JL suggested once that Dish could track the R00/S00 numbers for any upgraded receiver and then make restrictions for future upgrades based on that database... otherwise people could just ship that 6000 around the country and everyone takes a turn at a $49 upgrade!

That said... think about all the people right now who are mad because they just got an 811 or 942 and are now finding out they need a ViP211 or 622 to get all the channels as of Feb 1st... OK, now imagine the guy you sell your 6000 to finds out when he calls to activate it that he can't get all the new channels unless he buys/leases a new receiver AND he can't get an upgrade because this receiver has already been used by you to get your special upgrade price... Any guesses on how mad that guy will be?

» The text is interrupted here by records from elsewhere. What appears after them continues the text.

PR #155, opened 2026-07-02
fix(crdt): client hardening wave (audit 2026-07-01, post-1.10)

Rasbandit:
Eight fixes closing the remaining plugin-side findings from the 2026-07-01 CRDT sync audit, on top of 1.10.0 (proto-2 + Y.Map). Each landed TDD-first with a per-task review; the branch passed a final whole-branch review whose two Critical findings are fixed in the last commit.

## ⚠️ Deploy ordering (hard requirement)

**Backend PR engram#846 must be merged AND release-tagged to prod BEFORE this plugin version ships wide.** The new-note design here is legacy-first: an empty/unsynced doc declines CRDT and pushes via REST, relying on #846's convergent merge (tail replay + three-way vs snapshot). Against a pre-#846 backend, declined pushes never reach the server CRDT doc and a later STEP2 can deliver stale doc content over disk.

## Fixes

1. **Handshake-gated seeding** (audit P0-1) — a fresh-IndexedDB device no longer seeds every note as a new Yjs lineage racing the server's STEP2 (vault-wide body duplication). Final semantics after review: a path is marked synced only when an applied inbound frame leaves the doc non-empty; new-note content always travels the legacy path first and the doc adopts the server's merged lineage; marks are cleared on disconnect and join errors.
2. **One-time v1-doc IndexedDB wipe** — pre-1.10 fence-in-body lineages are dropped once per vault (schema marker); docs rebuild from the server; disk keeps un-pushed edits.
3. **Sync gate on all CRDT paths** (audit P0-2) — cold-start reconcile, enrollment (active-leaf + doc-ready), inbound flush, and empty-note materialization all respect the direction-choice gate; gate-accept resets enrollment so handshakes re-fire. Prevents a vault switch from overwriting local files with the other vault's content.
4. **Offline CRDT capture** (audit P1-1) — after the first successful crdt join, disconnects keep CRDT routing: md edits accumulate in the Y.Doc + IndexedDB and travel via the reconnect handshake; the version-less offline-queue snapshot replay is retired for consumed md edits. Teardown no longer depends on a connection-state transition (zombie-manager fix).
5. **Doc teardown on delete/rename** (audit P1-3) — `removeDoc` (in-memory + IndexedDB) wired into local delete, rename (old path), and remote delete; no ghost lineage resurrection on recreate-at-path.
6. **Live-event enroll parity** (audit P2-1) — a `note_changed` for an unobserved CRDT note now enrolls it instead of only logging.
7. **Join-error degrade + proto-too-old notice** (audit F13 + T4 finding) — a failed crdt (re)join now tears down CRDT routing (degrades to the convergent legacy path) instead of silently dropping frames; `crdt_proto_too_old` additionally shows a once-per-session update notice. Join errors are ref-matched so #846's per-message `rate_limited`/`frame_too_large` replies do NOT tear down the session.
8. **Heartbeat reply timeout** (audit P2-2) — an unanswered heartbeat closes the half-dead socket (mobile resume state) so the normal reconnect machinery takes over.

## Verification

- 1460 tests, 0 failures (full suite, three runs across the wave); `tsc` + esbuild + biome + eslint (obsidian rules) + stylelint clean
- Final whole-branch review walked the full lifecycle state matrix (connect/disconnect/rejoin-error/gate/delete/heartbeat × synced/enrolled/initiated/crdtEverJoined) — the two Criticals it found (gated doc-ready frames reverting remote edits on restart; join-ref collision with per-message error replies) are fixed in the final commit with tests

## Dependencies / related work

- **PR #151** (open): re-enroll open notes on crdt (re)join — complements this wave; without it, an offline-edited note that stays the active leaf re-handshakes only on the next enroll trigger (edit, tab switch, pull). This wave deliberately does not duplicate it.
- The live-editor CRDT binding is a separate in-flight branch; untouched here.

## Follow-ups being filed

Join-error degrade with unsent doc ops (dual-lineage risk); flushQueue delete-replay IDB ghost (lineage contamination on recreate); suppressDeletes on remote delete (redundant round-trip, pre-existing); paced pull-discovery enrollment for 1000+-note fresh installs under the 240/10s crdt_msg limit.


Rasbandit:
## Live-sync regression — diagnosis (2026-07-02)

Ran the sync e2e suite locally against a CRDT stack (recipe now in workspace `docs/context/local-crdt-e2e-repro.md`, ~20s/run). Findings:

**This branch regresses live CRDT sync.** Against the fixed backend (post-#880), plugin `main` fails only 1 flaky test; this branch fails ~11 (test_02/03/04/10/13/36/37/38/43/49/50/78 — all live delivery/merge).

**It's the adopt-first fix being defeated, not a conflict-merge issue.**
- `test_37_append_sync`: B ends with the append-only delta, base content GONE. Time-snapshots show B's file materializes already append-only — the base was adopted then lost, and an append-only delta landed on an empty doc (state-vector/doc mismatch).
- This is an OLD bug (branch base #154 fails test_37) that **main FIXED via #161 adopt-first seed gate** (current main PASSES). This branch reintroduces it despite the merge bringing #161 in.

**Sync-gate commit `8f834b0` is EXONERATED** — cherry-picked onto current main, test_37 still passes. The culprit is in the seed/doc-lifecycle commits (prime suspects `0f9155e` retire-legacy-md/offline-capture, `e15daa7` schema-wipe, `5ebb99a` gate-seeding), which are woven through the receive path and not cleanly revertable.

**Not a conflict-fix away from mergeable.** Recommend either (a) instrument the receive path + pinpoint/fix the one commit that defeats adopt-first, or (b) decompose: land the isolated safe commits (delete/rename teardown `c535a97`, half-dead socket close `d1cfcef`, enroll-on-note_changed `c1e7786`) as a small green PR and hold the seed/offline-capture rework for dedicated work.

Merge conflicts with main are already resolved + pushed (a828da3); plugin-side CI is green. The block is the e2e regression above.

All the people who right now blame Dish for not telling them months ago about this news would be doing the same thing if they sell a receiver to someone else without carefully explaining (say listing in big letters in your eBay auction) the limitations of new MPEG4 channels that can't be viewed... and if they do that, guess how the price will plummet?

Just seems to me that no matter what path is chosen, ultimately we have a situation where old stuff isn't compatible or as desirable, even if technically usable... so the value drops to near nothing even if Dish would allow the activation. I mean, if a new customer can get an MPEG4 receiver for $49 or even $98, why would they pay more than that for a receiver that can't get all the new channels? even worse, one that they can only use for OTA?

A 921/942 might have some value as a PVR for OTA if it can be used that way... but even still, it requires you to have a satellite dish on your roof in order to use it... and someone that has a dish on the roof can probably get an attractive offer from Dish on an MPEG4 DVR as well.

Except for hacker scenarios... I can't see, unfortunately, a lot of value after say the next 6 months when all this kicks in full stride. I say unfortunately, because I own a 6000u myself.


----------